# Problem to solve:
Which of the lines below include "hierarchy"? Each one should be copied out.

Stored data

PR #167, opened 2025-10-06
GenAI tracing: compliant hierarchy, tool spans under chat, finish reason normalization, conversation id

nagkumar91:
This PR refactors AzureAI inference tracing to align with the GenAI span spec, reduce noise, and improve tool visibility. It introduces a single root invoke_agent per execution, parents
chats under that root, emits execute_tool spans under the chat that proposed them, normalizes finish reasons, and propagates a conversation id for easier grouping.

Key Changes

- Root hierarchy:
    - Creates a single top-level invoke_agent (fallback at chain_start), removes mid-execution “invoke_agent agent/tools” wrappers.
    - Parents chat spans directly under the root invoke_agent, even when parent context is missing or unknown.
- Tool spans:
    - Emits synthetic execute_tool spans under the chat when the assistant requests tools (message.tool_calls), including tool name, id, and parsed arguments.
    - Re-parents real on_tool_start spans under the most recent chat for the step; records tool_call.args and tool_call.result when content recording is enabled.
- Output/messages:
    - Normalizes gen_ai.response.finish_reasons: maps “tool_calls” → “tool_call”, defaults to “stop”.
    - Agent root keeps a role/parts transcript (opt-in) for step-level summary.
- Context:
    - Populates gen_ai.conversation.id with the root invoke_agent run_id and attaches it to chat and tool spans.
- Spec alignment:
    - Names chat spans “chat {model}” when model is available; sets server.address/port when present; provider override preserved (optional).

Tests Added/Updated

- Synthetic tool under chat: Verifies execute_tool spans parent under chat and include tool name; checks conversation id propagation.
- Suppress agent wrappers: Asserts on_agent_action doesn’t start invoke_agent.
- Tool span payload: Ensures tool span sets name/id/args/result and conversation id.
- Finish reason normalization: Asserts aggregated finish reasons normalize to singular.
- Chat parenting: Verifies chat spans parent under the root invoke_agent when no parent is supplied.

Validation

- Confirmed single trace per execution in App Insights with one root invoke_agent, chats under it, and execute_tool spans under chats.
- Verified normalized finish_reasons, token usage on chats, conversation id present on chats/tools.
- Tool span payloads (name/id/args/result) visible when content recording is enabled.

### DIFF
--- a/libs/azure-ai/langchain_azure_ai/callbacks/tracers/inference_tracing.py
+++ b/libs/azure-ai/langchain_azure_ai/callbacks/tracers/inference_tracing.py
@@ -1188,7 +1188,6 @@ class AzureAIOpenTelemetryTracer(BaseCallbackHandler):
                 or _nm.startswith("tool")
             ):
                 return
-            return
         # Emit create_agent once per agent name (best-effort detection)
         try:
             if isinstance(name, str) and name and name not in self._created_agents:


libs/azure-ai/langchain_azure_ai/callbacks/tracers/inference_tracing.py
```diff
@@ -114,6 +114,16 @@ def _safe_json(obj: Any) -> str:
         return '"<unserializable>"'
 
 
+def _try_parse_json(s: Any) -> Any:
+    """Best-effort parse a JSON string, otherwise return the original value."""
+    if isinstance(s, str):
```
tonybaloney: Since `json.loads` takes str, bytes or bytearray, this should be more permissive to allow a byte string

```suggestion
    if isinstance(s, (str, bytes)):
```

nagkumar91: thanks!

# Problem solution:
GenAI tracing: compliant hierarchy, tool spans under chat, finish reason normalization, conversation id
- Root hierarchy:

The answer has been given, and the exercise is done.